What this task involves
Give back an exact copy of the lines in the records below, from the line that has "Putting this back" through the line that has "krivard: Apologies for", and nothing besides.

[Stored data]
☆ ☆ ☆ ☆ ☆ ☆ ☆
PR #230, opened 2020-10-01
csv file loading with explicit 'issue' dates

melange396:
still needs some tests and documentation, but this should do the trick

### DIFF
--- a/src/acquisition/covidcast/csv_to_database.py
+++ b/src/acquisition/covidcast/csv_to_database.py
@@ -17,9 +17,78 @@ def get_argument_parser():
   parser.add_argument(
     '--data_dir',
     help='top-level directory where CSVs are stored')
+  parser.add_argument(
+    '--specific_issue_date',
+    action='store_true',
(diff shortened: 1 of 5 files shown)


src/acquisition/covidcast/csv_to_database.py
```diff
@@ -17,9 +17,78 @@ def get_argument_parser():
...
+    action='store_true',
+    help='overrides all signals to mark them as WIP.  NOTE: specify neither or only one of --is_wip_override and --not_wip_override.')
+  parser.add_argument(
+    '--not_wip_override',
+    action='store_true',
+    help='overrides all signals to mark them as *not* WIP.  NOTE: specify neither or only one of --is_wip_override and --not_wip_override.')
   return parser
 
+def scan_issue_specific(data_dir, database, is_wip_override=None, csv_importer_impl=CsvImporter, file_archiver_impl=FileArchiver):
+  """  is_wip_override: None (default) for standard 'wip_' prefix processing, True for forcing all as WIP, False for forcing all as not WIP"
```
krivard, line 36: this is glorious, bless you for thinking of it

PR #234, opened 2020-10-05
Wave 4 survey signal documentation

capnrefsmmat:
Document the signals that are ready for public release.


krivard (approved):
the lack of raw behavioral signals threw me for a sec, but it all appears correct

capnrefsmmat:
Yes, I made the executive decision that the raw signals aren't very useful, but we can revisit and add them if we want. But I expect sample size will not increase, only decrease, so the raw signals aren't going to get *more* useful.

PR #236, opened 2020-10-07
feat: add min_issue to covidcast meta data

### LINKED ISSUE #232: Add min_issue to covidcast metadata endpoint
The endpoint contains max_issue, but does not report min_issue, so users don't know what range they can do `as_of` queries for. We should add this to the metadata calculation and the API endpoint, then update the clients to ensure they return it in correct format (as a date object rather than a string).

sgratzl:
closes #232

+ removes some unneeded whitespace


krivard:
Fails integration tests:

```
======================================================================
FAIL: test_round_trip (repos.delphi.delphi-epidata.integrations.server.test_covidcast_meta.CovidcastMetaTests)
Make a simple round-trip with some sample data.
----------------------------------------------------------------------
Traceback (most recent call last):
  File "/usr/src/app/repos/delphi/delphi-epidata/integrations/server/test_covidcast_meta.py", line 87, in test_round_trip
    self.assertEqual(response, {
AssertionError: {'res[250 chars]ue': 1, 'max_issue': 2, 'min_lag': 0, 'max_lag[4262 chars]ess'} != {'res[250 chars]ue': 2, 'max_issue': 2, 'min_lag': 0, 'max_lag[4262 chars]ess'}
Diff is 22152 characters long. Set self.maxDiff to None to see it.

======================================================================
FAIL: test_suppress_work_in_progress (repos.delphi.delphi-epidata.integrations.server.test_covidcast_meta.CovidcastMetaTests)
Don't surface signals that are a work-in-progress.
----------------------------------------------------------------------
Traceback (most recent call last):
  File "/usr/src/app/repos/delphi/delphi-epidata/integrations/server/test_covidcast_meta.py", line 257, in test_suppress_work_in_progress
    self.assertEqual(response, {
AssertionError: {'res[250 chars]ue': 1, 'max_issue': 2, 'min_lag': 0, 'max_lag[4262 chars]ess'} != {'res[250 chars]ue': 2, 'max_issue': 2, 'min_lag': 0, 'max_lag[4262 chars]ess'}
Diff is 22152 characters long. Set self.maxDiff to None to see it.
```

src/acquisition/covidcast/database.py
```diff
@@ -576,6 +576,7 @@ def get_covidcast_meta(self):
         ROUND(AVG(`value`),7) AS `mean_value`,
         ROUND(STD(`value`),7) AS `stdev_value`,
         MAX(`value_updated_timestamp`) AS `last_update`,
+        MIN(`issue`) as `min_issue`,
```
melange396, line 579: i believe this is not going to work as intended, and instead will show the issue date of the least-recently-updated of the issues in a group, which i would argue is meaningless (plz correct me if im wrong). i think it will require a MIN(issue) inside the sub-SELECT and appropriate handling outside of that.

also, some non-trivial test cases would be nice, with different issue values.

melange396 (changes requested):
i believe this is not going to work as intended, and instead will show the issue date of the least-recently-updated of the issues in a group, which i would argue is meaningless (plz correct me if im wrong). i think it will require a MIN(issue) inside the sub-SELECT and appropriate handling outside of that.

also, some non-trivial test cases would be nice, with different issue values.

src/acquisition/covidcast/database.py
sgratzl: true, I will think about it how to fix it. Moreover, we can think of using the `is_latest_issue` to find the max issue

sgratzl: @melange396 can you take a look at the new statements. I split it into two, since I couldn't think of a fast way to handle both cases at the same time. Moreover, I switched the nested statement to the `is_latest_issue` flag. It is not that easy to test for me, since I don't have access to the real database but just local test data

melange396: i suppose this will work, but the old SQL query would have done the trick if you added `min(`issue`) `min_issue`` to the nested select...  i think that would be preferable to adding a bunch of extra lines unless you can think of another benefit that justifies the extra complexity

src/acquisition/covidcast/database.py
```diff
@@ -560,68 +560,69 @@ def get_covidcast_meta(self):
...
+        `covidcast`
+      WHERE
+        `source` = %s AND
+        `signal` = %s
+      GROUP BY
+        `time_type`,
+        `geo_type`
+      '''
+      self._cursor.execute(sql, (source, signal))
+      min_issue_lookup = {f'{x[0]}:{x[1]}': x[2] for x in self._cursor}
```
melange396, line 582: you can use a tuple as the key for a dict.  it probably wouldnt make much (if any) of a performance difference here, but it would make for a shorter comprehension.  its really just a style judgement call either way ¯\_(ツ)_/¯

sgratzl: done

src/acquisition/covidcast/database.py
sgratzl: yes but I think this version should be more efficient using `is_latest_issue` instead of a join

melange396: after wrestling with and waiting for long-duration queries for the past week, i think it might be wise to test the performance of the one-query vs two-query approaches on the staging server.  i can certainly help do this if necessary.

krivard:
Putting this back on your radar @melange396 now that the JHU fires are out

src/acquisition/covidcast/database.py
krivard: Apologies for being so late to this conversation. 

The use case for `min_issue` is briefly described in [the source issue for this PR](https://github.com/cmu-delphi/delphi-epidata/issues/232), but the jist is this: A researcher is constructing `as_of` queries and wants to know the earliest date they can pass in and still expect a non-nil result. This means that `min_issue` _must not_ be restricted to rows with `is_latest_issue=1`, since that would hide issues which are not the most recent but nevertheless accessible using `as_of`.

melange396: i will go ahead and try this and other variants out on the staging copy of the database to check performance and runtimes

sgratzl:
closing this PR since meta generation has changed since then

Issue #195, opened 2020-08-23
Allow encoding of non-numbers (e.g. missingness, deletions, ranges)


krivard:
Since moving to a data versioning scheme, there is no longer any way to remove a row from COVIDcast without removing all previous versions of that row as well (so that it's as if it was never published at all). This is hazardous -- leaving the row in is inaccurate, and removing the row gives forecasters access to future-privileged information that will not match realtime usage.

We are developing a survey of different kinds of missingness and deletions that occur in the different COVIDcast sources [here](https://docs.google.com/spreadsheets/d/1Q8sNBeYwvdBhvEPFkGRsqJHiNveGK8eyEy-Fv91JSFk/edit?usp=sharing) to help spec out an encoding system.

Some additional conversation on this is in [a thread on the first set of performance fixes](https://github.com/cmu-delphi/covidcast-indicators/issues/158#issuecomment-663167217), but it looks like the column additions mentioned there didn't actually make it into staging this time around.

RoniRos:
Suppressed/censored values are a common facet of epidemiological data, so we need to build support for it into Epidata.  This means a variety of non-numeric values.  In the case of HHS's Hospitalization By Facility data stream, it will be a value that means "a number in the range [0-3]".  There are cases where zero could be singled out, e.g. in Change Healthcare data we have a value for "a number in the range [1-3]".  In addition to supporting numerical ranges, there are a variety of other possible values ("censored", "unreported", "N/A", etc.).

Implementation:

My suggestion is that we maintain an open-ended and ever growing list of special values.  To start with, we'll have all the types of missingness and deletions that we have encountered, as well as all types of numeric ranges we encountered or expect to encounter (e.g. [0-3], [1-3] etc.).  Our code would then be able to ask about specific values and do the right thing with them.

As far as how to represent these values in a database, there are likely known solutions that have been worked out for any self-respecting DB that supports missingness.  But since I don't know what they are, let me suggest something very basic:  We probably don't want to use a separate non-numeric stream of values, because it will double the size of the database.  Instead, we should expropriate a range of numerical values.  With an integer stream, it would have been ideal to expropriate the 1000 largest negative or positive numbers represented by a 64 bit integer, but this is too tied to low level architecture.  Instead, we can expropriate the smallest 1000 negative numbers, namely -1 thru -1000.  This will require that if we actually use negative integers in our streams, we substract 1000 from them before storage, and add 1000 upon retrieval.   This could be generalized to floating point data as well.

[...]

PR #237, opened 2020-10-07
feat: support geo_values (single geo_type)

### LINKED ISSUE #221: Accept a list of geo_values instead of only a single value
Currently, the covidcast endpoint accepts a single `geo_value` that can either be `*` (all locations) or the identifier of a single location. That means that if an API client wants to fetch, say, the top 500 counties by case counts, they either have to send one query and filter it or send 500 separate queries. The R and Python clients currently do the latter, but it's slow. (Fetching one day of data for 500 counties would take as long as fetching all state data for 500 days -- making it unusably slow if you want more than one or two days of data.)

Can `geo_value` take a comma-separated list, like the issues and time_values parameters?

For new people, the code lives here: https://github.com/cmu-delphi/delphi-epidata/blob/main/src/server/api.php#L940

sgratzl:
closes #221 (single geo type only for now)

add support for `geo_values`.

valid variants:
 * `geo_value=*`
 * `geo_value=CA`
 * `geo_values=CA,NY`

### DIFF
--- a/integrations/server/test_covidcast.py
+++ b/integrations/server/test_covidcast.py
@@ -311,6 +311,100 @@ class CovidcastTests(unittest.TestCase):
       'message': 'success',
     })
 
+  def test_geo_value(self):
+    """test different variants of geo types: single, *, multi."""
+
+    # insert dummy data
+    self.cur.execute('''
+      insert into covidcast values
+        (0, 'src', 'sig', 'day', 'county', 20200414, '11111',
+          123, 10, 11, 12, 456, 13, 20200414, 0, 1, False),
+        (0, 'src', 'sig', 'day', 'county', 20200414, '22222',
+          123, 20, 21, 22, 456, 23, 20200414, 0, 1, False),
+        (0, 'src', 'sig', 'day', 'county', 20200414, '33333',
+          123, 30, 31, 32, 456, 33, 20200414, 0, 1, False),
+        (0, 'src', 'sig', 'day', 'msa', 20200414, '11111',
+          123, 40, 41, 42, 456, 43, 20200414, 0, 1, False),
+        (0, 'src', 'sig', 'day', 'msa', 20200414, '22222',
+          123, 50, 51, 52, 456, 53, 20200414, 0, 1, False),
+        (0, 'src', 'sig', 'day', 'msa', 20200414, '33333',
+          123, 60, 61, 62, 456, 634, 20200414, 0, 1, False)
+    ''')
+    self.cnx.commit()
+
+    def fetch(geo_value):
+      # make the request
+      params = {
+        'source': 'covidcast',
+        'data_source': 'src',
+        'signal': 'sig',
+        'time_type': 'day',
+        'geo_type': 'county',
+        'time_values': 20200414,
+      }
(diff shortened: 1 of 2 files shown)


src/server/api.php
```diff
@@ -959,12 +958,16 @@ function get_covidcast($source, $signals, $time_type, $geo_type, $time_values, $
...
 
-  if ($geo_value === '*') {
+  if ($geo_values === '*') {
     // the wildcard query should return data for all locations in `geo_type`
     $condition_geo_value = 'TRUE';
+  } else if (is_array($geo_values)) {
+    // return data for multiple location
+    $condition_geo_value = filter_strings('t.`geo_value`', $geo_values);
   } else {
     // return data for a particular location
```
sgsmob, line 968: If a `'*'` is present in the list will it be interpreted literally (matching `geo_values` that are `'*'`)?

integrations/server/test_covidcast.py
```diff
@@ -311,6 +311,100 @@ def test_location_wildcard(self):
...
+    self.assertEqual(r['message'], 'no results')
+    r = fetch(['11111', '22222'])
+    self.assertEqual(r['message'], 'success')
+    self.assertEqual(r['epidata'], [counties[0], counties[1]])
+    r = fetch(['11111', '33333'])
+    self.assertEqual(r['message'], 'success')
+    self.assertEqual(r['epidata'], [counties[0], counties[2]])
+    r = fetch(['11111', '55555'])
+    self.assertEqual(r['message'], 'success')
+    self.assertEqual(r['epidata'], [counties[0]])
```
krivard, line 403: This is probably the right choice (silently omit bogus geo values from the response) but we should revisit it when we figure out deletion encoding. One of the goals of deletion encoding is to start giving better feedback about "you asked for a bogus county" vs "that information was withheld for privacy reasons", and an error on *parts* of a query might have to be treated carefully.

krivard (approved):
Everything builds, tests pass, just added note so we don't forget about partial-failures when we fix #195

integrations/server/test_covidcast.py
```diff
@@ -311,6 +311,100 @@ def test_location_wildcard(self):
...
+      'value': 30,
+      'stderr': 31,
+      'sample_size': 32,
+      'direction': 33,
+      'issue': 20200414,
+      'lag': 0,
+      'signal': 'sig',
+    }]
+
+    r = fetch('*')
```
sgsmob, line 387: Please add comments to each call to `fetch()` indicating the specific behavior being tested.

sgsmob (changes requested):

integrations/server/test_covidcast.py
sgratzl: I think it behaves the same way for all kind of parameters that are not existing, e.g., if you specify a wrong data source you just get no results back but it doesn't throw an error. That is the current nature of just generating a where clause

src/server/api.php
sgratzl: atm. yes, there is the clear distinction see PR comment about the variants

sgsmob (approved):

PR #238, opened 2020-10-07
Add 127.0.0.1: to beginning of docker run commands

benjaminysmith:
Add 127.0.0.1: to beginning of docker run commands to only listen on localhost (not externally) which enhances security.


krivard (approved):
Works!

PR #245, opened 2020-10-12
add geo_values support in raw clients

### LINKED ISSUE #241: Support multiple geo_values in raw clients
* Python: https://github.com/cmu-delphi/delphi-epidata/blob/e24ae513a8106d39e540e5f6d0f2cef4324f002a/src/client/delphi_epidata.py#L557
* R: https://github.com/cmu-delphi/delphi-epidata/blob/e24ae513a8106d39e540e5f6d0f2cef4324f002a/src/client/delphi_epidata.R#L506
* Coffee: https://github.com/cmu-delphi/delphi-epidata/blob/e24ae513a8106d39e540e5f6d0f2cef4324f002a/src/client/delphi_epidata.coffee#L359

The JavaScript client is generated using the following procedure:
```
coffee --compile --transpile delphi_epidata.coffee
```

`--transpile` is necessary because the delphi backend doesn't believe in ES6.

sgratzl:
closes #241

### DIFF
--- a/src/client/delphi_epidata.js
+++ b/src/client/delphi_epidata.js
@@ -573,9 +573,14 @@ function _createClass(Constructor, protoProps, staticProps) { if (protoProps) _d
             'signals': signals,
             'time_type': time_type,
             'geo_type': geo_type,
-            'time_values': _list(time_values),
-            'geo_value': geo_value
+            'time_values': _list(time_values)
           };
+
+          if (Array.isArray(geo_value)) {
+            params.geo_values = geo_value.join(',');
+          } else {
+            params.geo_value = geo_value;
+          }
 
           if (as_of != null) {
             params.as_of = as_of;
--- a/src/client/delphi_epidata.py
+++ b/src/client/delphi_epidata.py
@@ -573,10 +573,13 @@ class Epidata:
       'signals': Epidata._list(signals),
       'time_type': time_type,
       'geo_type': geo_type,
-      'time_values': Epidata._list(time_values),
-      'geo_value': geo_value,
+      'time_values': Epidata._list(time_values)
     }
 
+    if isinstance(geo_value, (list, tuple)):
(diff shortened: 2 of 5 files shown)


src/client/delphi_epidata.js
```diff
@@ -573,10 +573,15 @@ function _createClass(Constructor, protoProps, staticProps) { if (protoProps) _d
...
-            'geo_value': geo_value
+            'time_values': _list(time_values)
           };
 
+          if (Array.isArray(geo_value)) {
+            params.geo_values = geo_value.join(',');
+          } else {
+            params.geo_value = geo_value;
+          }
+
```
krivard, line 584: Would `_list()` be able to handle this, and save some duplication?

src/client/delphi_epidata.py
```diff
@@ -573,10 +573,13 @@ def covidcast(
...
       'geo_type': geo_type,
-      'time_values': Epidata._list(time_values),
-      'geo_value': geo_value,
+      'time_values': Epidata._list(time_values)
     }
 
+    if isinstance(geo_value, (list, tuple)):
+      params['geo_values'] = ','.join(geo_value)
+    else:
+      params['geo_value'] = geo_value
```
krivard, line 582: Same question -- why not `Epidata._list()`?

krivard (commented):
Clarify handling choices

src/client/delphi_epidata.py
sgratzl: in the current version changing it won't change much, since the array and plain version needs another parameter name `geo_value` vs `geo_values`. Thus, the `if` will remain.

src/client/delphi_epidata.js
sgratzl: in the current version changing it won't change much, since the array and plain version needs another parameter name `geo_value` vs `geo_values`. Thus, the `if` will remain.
☆ ☆ ☆ ☆ ☆ ☆ ☆
Response to this task
Putting this back on your radar @melange396 now that the JHU fires are out

src/acquisition/covidcast/database.py
krivard: Apologies for being so late to this conversation. 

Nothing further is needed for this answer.